> _Problem statement_
Using the entries below, write out the line with "ThomasWaldmann: such stuff", the line with "ThomasWaldmann: would be", and every line in between, exactly as each is written.

> _Records from a data collection_
----

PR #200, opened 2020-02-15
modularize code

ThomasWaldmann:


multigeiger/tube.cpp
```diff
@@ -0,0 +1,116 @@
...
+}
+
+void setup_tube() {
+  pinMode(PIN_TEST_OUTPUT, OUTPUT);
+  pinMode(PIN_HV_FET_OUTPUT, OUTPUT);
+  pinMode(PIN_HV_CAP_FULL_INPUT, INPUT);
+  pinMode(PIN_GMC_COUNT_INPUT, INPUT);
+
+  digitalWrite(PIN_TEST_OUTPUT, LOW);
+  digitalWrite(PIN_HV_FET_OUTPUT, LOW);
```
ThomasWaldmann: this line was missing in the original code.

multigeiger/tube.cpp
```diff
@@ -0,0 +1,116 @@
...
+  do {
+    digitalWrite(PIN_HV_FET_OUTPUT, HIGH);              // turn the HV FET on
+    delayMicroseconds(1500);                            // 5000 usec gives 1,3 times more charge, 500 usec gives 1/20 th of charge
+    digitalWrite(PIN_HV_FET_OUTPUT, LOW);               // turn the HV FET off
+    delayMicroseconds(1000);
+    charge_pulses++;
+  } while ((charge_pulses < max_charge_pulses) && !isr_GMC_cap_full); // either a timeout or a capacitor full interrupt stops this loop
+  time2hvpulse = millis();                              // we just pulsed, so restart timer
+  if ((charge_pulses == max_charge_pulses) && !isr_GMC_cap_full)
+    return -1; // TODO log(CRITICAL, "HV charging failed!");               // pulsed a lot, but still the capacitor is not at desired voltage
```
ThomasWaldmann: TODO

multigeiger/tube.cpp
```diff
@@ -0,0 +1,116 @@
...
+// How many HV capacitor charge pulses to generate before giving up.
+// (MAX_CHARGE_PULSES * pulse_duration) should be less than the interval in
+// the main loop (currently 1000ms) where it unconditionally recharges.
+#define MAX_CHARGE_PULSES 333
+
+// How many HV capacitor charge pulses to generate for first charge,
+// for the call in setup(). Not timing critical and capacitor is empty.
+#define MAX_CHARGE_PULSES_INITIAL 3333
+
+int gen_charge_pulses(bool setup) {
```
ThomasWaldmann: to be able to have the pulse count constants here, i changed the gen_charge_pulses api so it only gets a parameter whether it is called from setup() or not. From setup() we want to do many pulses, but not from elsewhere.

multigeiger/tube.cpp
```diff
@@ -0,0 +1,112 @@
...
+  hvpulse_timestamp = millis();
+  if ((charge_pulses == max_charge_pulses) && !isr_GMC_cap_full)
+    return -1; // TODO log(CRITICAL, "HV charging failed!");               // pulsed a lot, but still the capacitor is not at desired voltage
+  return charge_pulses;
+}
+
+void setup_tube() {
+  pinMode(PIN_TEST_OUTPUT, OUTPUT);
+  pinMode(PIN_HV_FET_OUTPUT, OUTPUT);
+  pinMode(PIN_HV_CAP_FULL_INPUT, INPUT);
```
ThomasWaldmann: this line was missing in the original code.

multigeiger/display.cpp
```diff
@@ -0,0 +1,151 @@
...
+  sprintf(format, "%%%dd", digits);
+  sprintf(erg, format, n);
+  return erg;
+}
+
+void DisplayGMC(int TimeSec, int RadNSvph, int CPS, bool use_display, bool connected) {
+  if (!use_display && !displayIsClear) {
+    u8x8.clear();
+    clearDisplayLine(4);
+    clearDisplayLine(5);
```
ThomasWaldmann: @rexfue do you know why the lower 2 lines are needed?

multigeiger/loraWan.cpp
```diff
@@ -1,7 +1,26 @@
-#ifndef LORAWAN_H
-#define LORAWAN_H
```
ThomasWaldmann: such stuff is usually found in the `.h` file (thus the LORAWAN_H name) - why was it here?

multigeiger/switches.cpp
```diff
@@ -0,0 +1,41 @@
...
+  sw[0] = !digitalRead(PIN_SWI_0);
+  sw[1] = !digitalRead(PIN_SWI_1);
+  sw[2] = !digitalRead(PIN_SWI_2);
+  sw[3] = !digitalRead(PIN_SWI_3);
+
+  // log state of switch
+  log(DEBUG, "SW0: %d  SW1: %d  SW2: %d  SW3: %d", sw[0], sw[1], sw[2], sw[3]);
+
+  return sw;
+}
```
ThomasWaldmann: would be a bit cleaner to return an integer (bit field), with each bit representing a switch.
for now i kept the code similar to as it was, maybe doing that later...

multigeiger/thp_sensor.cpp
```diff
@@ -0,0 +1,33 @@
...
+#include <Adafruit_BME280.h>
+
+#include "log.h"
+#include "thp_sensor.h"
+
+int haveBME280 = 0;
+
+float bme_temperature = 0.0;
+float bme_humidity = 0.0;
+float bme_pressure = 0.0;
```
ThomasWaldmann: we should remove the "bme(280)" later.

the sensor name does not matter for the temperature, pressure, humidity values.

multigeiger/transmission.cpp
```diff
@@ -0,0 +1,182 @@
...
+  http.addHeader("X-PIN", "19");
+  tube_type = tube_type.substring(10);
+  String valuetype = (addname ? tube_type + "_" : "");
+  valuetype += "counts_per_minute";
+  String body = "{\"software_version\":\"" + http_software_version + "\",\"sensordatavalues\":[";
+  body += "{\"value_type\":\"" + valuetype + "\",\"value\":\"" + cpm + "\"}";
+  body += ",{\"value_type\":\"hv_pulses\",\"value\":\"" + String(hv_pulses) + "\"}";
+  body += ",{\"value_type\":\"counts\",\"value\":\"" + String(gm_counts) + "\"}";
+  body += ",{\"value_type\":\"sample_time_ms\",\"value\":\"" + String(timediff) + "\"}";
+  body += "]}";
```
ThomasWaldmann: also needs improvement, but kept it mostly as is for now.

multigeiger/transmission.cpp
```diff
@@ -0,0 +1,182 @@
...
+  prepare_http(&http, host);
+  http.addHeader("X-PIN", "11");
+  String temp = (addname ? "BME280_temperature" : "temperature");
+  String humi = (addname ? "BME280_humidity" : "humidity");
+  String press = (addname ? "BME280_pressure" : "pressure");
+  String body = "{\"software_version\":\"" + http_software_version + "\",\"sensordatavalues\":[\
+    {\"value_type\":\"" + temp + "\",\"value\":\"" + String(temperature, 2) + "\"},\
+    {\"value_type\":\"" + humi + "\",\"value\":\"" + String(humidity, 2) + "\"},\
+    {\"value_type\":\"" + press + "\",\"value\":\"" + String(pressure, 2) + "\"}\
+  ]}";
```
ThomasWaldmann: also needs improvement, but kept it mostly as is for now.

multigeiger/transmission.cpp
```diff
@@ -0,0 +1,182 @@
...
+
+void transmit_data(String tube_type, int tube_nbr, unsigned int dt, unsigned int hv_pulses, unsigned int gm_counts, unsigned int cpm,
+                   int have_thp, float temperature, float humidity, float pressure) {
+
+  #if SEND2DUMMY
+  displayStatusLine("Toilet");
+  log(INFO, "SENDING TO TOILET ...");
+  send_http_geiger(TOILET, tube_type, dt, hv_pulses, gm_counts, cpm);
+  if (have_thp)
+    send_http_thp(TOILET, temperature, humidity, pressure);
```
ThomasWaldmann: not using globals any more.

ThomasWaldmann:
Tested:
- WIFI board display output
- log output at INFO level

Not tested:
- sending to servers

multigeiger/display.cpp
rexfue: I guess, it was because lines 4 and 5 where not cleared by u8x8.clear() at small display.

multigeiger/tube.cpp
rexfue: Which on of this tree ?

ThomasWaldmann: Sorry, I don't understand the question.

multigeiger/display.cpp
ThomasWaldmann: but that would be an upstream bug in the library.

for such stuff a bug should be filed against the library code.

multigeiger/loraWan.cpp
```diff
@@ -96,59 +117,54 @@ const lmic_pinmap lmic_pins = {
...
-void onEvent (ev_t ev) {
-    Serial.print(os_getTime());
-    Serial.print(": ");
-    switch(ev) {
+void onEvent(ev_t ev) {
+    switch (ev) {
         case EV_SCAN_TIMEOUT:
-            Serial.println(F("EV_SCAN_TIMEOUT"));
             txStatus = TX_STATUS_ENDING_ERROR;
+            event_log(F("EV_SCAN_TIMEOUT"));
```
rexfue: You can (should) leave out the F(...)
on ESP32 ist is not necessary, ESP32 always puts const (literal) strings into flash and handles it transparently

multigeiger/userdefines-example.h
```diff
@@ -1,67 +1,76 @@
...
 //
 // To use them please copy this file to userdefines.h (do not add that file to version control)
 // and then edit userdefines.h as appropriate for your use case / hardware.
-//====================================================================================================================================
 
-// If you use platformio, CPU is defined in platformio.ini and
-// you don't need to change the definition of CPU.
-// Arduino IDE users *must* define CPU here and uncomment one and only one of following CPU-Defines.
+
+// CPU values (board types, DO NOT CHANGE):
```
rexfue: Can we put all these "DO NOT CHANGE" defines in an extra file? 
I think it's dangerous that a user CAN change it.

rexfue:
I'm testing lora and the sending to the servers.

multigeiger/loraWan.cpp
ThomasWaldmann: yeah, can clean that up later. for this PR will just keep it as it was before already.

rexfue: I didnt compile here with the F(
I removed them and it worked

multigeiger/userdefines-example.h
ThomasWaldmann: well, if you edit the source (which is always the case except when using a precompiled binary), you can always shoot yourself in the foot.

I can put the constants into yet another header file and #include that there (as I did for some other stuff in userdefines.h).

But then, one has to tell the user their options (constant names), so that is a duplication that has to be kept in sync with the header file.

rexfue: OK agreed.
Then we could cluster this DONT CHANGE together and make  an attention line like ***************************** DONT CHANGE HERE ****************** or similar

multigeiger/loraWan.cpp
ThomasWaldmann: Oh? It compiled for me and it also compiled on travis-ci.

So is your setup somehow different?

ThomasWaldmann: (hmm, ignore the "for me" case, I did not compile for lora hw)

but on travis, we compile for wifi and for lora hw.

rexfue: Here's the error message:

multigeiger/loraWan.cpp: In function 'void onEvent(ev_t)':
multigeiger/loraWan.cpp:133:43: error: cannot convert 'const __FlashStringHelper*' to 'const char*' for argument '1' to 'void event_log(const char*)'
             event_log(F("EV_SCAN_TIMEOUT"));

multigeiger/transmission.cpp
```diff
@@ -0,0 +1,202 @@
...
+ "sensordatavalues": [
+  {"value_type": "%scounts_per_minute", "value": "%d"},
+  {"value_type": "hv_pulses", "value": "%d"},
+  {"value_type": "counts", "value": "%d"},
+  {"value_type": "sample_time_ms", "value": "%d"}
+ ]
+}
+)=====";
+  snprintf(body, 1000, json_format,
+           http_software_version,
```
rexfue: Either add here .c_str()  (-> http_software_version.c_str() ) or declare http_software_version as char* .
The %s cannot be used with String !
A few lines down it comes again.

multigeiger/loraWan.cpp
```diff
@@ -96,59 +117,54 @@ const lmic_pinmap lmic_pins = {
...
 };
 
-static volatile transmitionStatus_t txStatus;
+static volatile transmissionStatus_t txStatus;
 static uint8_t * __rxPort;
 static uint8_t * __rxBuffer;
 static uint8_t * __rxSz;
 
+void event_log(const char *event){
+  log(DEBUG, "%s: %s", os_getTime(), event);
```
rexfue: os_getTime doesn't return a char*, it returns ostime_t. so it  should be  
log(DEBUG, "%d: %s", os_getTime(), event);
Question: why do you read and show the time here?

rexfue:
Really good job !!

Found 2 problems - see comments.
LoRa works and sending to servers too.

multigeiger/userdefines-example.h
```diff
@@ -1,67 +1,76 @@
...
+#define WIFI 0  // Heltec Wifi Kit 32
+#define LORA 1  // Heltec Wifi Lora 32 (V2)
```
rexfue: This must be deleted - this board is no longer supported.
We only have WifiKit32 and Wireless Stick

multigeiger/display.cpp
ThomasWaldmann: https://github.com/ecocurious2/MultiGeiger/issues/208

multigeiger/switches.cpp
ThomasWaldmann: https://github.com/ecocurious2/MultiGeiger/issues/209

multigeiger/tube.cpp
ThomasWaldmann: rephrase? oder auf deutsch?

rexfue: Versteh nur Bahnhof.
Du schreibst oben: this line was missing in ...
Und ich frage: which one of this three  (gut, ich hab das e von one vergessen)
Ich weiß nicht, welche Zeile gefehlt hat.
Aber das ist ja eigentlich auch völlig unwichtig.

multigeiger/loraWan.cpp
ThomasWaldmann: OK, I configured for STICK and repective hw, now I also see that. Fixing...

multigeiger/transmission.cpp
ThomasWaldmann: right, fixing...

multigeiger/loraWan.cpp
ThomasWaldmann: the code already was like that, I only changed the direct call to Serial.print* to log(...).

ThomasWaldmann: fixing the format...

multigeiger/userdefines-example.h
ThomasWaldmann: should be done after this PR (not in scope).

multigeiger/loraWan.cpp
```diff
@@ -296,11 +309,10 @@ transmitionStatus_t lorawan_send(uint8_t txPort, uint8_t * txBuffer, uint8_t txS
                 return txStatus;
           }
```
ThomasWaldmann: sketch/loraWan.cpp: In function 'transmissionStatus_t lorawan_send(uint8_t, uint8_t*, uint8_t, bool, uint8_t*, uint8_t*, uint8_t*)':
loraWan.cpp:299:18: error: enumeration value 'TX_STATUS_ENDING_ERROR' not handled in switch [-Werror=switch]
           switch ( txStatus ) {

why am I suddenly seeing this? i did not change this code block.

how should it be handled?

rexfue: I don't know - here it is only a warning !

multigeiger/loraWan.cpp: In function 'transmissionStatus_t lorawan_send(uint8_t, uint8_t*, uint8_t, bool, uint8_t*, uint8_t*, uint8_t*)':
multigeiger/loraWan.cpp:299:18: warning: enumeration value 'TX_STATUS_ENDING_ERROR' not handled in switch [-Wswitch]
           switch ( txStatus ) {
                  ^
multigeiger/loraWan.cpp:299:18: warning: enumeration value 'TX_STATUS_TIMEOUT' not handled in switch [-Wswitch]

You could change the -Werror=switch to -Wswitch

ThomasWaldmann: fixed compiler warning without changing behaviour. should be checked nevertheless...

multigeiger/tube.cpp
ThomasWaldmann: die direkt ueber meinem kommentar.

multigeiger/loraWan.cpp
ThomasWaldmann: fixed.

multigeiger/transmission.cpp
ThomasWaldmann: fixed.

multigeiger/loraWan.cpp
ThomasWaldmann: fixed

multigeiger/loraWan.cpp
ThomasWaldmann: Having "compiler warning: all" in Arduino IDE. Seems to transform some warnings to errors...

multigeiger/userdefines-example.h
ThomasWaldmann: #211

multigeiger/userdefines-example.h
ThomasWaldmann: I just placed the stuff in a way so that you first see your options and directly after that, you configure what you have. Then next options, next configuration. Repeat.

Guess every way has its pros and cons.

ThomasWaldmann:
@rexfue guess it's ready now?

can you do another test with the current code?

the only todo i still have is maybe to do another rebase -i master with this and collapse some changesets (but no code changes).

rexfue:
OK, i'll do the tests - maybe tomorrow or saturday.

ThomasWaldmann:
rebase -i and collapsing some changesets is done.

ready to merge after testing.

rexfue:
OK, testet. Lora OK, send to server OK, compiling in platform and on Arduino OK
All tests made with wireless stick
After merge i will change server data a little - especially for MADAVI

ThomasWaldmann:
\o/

----

> _Answer space_
ThomasWaldmann: such stuff is usually found in the `.h` file (thus the LORAWAN_H name) - why was it here?

multigeiger/switches.cpp
```diff
@@ -0,0 +1,41 @@
...
+  sw[0] = !digitalRead(PIN_SWI_0);
+  sw[1] = !digitalRead(PIN_SWI_1);
+  sw[2] = !digitalRead(PIN_SWI_2);
+  sw[3] = !digitalRead(PIN_SWI_3);
+
+  // log state of switch
+  log(DEBUG, "SW0: %d  SW1: %d  SW2: %d  SW3: %d", sw[0], sw[1], sw[2], sw[3]);
+
+  return sw;
+}
```
ThomasWaldmann: would be a bit cleaner to return an integer (bit field), with each bit representing a switch.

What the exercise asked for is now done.